See it in action at http://demo.ckan.org/dataset/ngds-earthquakes-data
-
Create a virtualenv and install requests:
virtualenv pyenv cd pyenv && source bin/activate pip install requests
-
Clone this repository:
mkdir src && cd src git clone https://github.com/ckan/example-earthquake-datastore.git
-
Define your CKAN URL and API key in the
config.ini
file. -
Run the setup command, and write the resulting resource id in your
config.ini
file:python datastore_update.py setup
-
Run the update command:
python datastore_update.py update
You probably want to set up this command to run hourly, eg with a cron job:
crontab -e
Add a line like this:
0 0 * * * /path/to/your/pyenv/bin/python /path/to/your/pyenv/src/example-earthquake-datastore/datastore_updater.py update
When running the setup
command we are doing the following things:
-
Creating a new dataset in the remote CKAN instance using the package_create API action.
-
Getting a dump of the remote earthquake data for the past day and extracting the records we want to push to the DataStore.
-
Preparing a mapping of the table fields with the correct field types to ensure they are handled correctly by the DataStore.
-
Pushing the prepared records and the field mapping to a new DataStore resource on the previously created dataset, using the datastore_create API action. Note how we use the id of the previously created dataset. The new resource will be of type
datastore
and will offer a CSV dump of the data stored in the DataStore.

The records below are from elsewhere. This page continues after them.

PR #2026, opened 2025-10-29
Clean up cell detection and fail fast on invalid input

petebankhead:
This firstly (conservatively) cleans up `WatershedCellDetection` while trying to avoid any change in behavior.

Then it adds new logic to `parseArgument(ImageData<BufferedImage> imageData, String arg)` that attempts to fail fast with an exception in the following cases:
* A brightfield image is processed with non-brightfield parameters
* A non-brightfield image is processed with brightfield parameters
* A non-brightfield image is processed while requesting a channel that doesn't exist

It *is* still possible to process a brightfield image while specifying a channel (stain) that doesn't exist, but I think that might be obscure enough to accept - and it will result in a warning being logged.

The main problem this aims to solve is that the user could use completely invalid parameters and still get sensible results because default channels were chosen.

See also https://github.com/qupath/qupath/pull/2025

---

Along the way, I also changed
```java
ParameterList.updateParameterList(ParameterList params, Map<String, String> mapNew, Locale locale)
```
so that it now throws an exception (rather than only logging a warning) if attempting to set a parameter that doesn't exist. This could potentially impact other commands, but I *hope* that if it does then its impact is positive.

This change could however be reverted, since in the end the cell detection adjustments don't rely upon it.

### DIFF
--- a/CHANGELOG.md
+++ b/CHANGELOG.md
@@ -8,7 +8,7 @@ Version in progress...
 * Improve toggling between point and multipoint tools (https://github.com/qupath/qupath/pull/1972)
 * Update to Deep Java Library 0.35.0 (supports PyTorch 2.7.1)
 * The maximum memory preference now uses a percentage, not a number of GB
-* Cell detection is more strict about valid inputs to reduce risk of unexpected behavior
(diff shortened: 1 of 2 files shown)


alanocallaghan (approved):
I don't really understand a lot of the code still but this seems sensible and certainly resolves the worst examples of silently running on a different channel without even logging a warning.

Issue #2005, opened 2025-10-01
ImageJ Roi names are ignored during import


petebankhead:
### Describe the bug
When importing objects an ImageJ TIFF with an overlay, the ROI name is no longer used in QuPath v0.6.0.
It *was* used to set the annotation name in QuPath v0.5.

See https://forum.image.sc/t/different-behaviour-when-importing-objects-from-file-in-qupath-v0-5-1-vs-v0-6-0/116784

### To Reproduce
1. Create a project
2. Import the example image from the linked forum post
3. Ensure that 'Import objects' is selected
4. See that the annotations do not have names set

### Expected behavior
The QuPath annotations have names that match the ImageJ Rois.

### Screenshots
See forum post.

### Desktop (please complete the following information):
 - OS: All
 - QuPath Version: v0.6.0

### Additional context
This is a tricky one because the decision *not* to use `Roi.getName()` was intentional - see https://github.com/qupath/qupath/commit/ebeb854a6c3f778990290486207150c8313feeab

The reasoning seems to be concerned mostly with ROIs that are passed from QuPath and then retrieved later: we set the name so that it appears in ImageJ, but we don't want to then grab that back into QuPath. If we did, then the simple act of sending a ROI to ImageJ and getting it back again would result in an object having a new name on the QuPath side.

In the specific case of importing objects, we could easily fix things by making a change at https://github.com/qupath/qupath/blob/58acb8ed40c6c0100e1bcb24ce6cfffc07eeb03d/qupath-core-processing/src/main/java/qupath/imagej/images/servers/ImageJServer.java#L323

This *doesn't* handle the case of importing ROIs from an existing image other ways though, and we need to check what happens when the name is set as part for a serialized `.roi` file or ` RoiSet.zip`.

PR #2034, opened 2025-11-07
Improve conversion of QuPath objects to/from ImageJ Rois

petebankhead:
- Fixes https://github.com/qupath/qupath/issues/2005 by providing a way to distinguish between Roi names that are set on the QuPath side from those that are set elsewhere.
- In `IJTools`, return `SortedMap<Integer, PathObject` instead of `SortedMap<Number, PathObject>` because it turns out that `Number` does not implement `Comparable`.
- Add `IJTools.setObjectType` methods to standardize how an object type can be saved as a `Roi` property.


alanocallaghan:
> Number does not implement Comparable

My gut reaction to this was one of exasperated confusion but it does make sense given the existence of complex numbers, NaN, etc.

PR #2035, opened 2025-11-07
Log an exception in ImageServerProvider for debugging

alanocallaghan:
I found this change useful when debugging the CZI extension.

Either the log message should be at a lower level (eg, debug) to signal that it's not unusual behaviour, or we should be propagate the full exception into the log.


alanocallaghan:
Yeah that alternative sounds good. I did consider that in usual use a server not working may be fine, but then imo the warning should be at debug level anyway. However we do need some way to propagate errors when it's needed (as you point out, when nothing works).

alanocallaghan:
I'll close this and implement the alternative proposal unless you wish to do it

PR #2036, opened 2025-11-07
Log at warn only if all supports failed

alanocallaghan:
From discussion in #2035. This improves the logging for image server providers, only warning if no supported servers can open and then warn logging all exceptions encountered, and debug logging exceptions in the normal case, where advanced users/developers may want to view the exceptions but in normal use they are irrelevant.


petebankhead:
Looks fine to me, although I can't figure out a way to have it called - any suggestions?

Seems safe enough to just merge, but I haven't been able to check what is actually logged. When I attempt to open a .czi image on my Apple Silicon Mac it's travelling down some other code path, so I don't see how the output from this looks.

alanocallaghan:
I ran into it by declaring an image server that claims to have top tier support for czi files but doesn't actually work 🙈 I'll retest that and report back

Once we have this initial setup we can use the update
command to periodically request updated earthquake data and push it to our DataStore table using the datastore_upsert API action.
As we defined a primary key when creating the DataStore table we can use the upsert
method, which will update existing records and insert any new ones.
When accessed via the CKAN frontend, the data can be explored in the grid and map previews powered by Recline, and of course it can be accessed programmatically from other applications using the datastore_search API action.